5′- CUGCUGUUCCUUCUUGACC-3 (Roh et al., 2006).

Hdac2

(1) 5′-AAA UGU CGC UGA UCA UAA GAA-3′.

(2) 5′-AAG GUG UUC AAA UGC AAG CUA-3′.

Hdac3

(1) 5′-AAU AGC CUA GUC CUG CAU UAU-3′.

(2) 5′-AAC ACA GCU AAA CAA UAA GAU-3′

Optimal results for differentiation and gene expression in NSCs by HDAC2 and HDAC3 siRNAs were titrated to knockdowns in the range of 50%–75%. Higher efficiency resulted in increased cell death along with previous observations, and lower efficiency yielded less significant results.

Chromatin Immunoprecipitation and qPCR

ChIP-IT Express (Active Motif) was used according to the supplier’s recommendations. Cells were crosslinked using 1% formaldehyde for 10 min. Cells were rinsed twice with cold PBS, collected by scraping and pelleted at 2,000 rpm for 4 min at 4°C. Frozen pelleted cells were resuspended in lysis buffer and centrifuged for 10 min at 4°C, and the pelleted nuclei were resuspended in the shearing buffer. Chromatin was then sonicated using a Bioruptor 200 (Diagenode) at high frequency, 0.5 min/0.5min, for 12 min. Sonicated chromatin was analyzed in a 3% agarose gel to confirm efficient sonication. Input was collected for further analysis. Five micrograms of chromatin was incubated for 1 hr at 4°C with protein G magnetic beads and then immunoprecipitated overnight at 4°C with the following antibodies: α-H3K9ac (07-352; Upstate, 5 μl), α-H3K14ac (06-911; Upstate, 5 μl), α-H4K16ac (07-329; Upstate, 5 μl), α-HDAC2 (sc-7899x; Santa Cruz, 5 μg), α-HDAC3 (sc-11417x; Santa Cruz, 5 μg), α-SOX2 (sc-17320x; Santa Cruz, 1 μg), RNA polymerase II (Active Motif, positive control for ChIP-IT Express, 2 μg), Histone H3 (Abcam, ab1791, 2 μg), rabbit IgG (Active Motif, negative control, 2 μg; Santa Cruz, sc-2027, 1 μg), and goat IgG (Santa Cruz, sc-2028, 1 μg). After three washes with ChIP buffer 1 and two washes with ChIP buffer 2, the IP DNA was reverse crosslinked and resuspended in a final volume of 130 μl. Purified DNA and 1% input were analyzed by qPCR, using 5-fold dilutions of the input for standard curves and triplicates per sample. When primer dimers were detected, the relative quantity for the specific sample was considered to be zero.

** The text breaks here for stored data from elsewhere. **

PR #7339, opened 2023-01-11
Add poetry version used to generate lock file

pfouque:
# Pull Request Check List

Resolves: https://github.com/python-poetry/poetry/pull/2773#issuecomment-1353657313

Like in this comment, we would like to ensure the committed lock file has been generated with a specific version.

Following #2773 This PR simply add the poetry version used to generate the lock file (with the same fingerprint than `poetry --version`)

From
```
# This file is automatically @generated by Poetry and should not be changed by hand.
```
To
```
# This file is automatically @generated by Poetry (version 1.3.1) and should not be changed by hand.
```

### DIFF
--- a/src/poetry/packages/locker.py
+++ b/src/poetry/packages/locker.py
@@ -25,6 +25,7 @@ from tomlkit import document
 from tomlkit import inline_table
 from tomlkit import table
 
+from poetry.__version__ import __version__
 from poetry.utils._compat import tomllib
 
 
@@ -40,8 +41,8 @@ if TYPE_CHECKING:
 logger = logging.getLogger(__name__)
 _GENERATED_IDENTIFIER = "@" + "generated"
 GENERATED_COMMENT = (
-    f"This file is automatically {_GENERATED_IDENTIFIER} by Poetry and should not be"
-    " changed by hand."
+    f"This file is automatically {_GENERATED_IDENTIFIER} by Poetry"
+    f" {__version__} and should not be changed by hand."
 )
 
 
--- a/tests/packages/test_locker.py
+++ b/tests/packages/test_locker.py
@@ -17,6 +17,7 @@ from poetry.core.constraints.version import Version
 from poetry.core.packages.package import Package
 from poetry.core.packages.project_package import ProjectPackage
 
+from poetry.__version__ import __version__
 from poetry.factory import Factory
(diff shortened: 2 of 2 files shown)


radoering:
It might make more sense to add it in the metadata section so it can be read more easily by other tools?

radoering:
Thinking about it again, the advantage of the comment is that the lock file is not rewritten if there are no changes in the actual content. So there are no unnecessary diffs.

pfouque:
@radoering metadata is a great idea! 
There is already `python-version` and `lock-version`, adding `poetry-version` in-between would make a lot of sense...

neersighted:
I am a big -1 on `poetry-version` -- the reason being that there are two uses for this information. The first is diagnostic/informational; a comment here is better to avoid conflicts and unnecessary churn, as well as to discourage the second use.

The second category of users want to infer things about the contents of the lock file based on the Poetry version. That is in correct, and is in fact what the lock file version aims to solve. The solution here is to start writing down documentation on the lock file, which also helps explain when things change despite no bump (usually due to bug fixes in Poetry).

src/poetry/packages/locker.py
```diff
@@ -40,8 +41,8 @@
 logger = logging.getLogger(__name__)
 _GENERATED_IDENTIFIER = "@" + "generated"
 GENERATED_COMMENT = (
-    f"This file is automatically {_GENERATED_IDENTIFIER} by Poetry and should not be"
-    " changed by hand."
+    f"This file is automatically {_GENERATED_IDENTIFIER} by Poetry (version"
+    f" {__version__}) and should not be changed by hand."
```
radoering, line 45:
```suggestion
    f"This file is automatically {_GENERATED_IDENTIFIER} by Poetry"
    f" {__version__} and should not be changed by hand."
```

Should be sufficient and is consistent with what we write into the INSTALLER file in #6205.

pfouque:
@neersighted After some tests, I understand your point about "lock-version" and I agree it doesn't bring much value in metadata.
Thanks @radoering, I do not have a strong opinion on the exact format, my proposition was based on the output of "poetry --version", but whatever the format is, the aim is to give access to this information for diagnostic.

radoering (approved):

pfouque:
🙏 Thanks!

As the standard curve method was used, potential differences in primer efficiency were taken in account and occupancy in different regulatory regions could be compared for a specific antibody.

RNA Profiling

RNA profiling was performed as previously described (Jepsen et al., 2007); for details see Supplemental Information.

Statistical Analysis

Statistical analysis and graphs were performed using the software Prism 4 (Graph Pad). When comparing to a hypothetical control value (100%), one sample t test was used. When two groups were compared, statistical analysis was performed using two-tailed unpaired t test. When comparing three or more groups, one-way ANOVA analysis of variance with Bonferroni’s multiple comparison test was used. Comparisons were performed between all treatments, unless stated otherwise. The threshold value for statistical significance (α value) was set at 0.05 (∗p < 0.05). In all graphs, results are expressed as mean ± SEM. The “n” in the figure legends represents the number of independent experiments.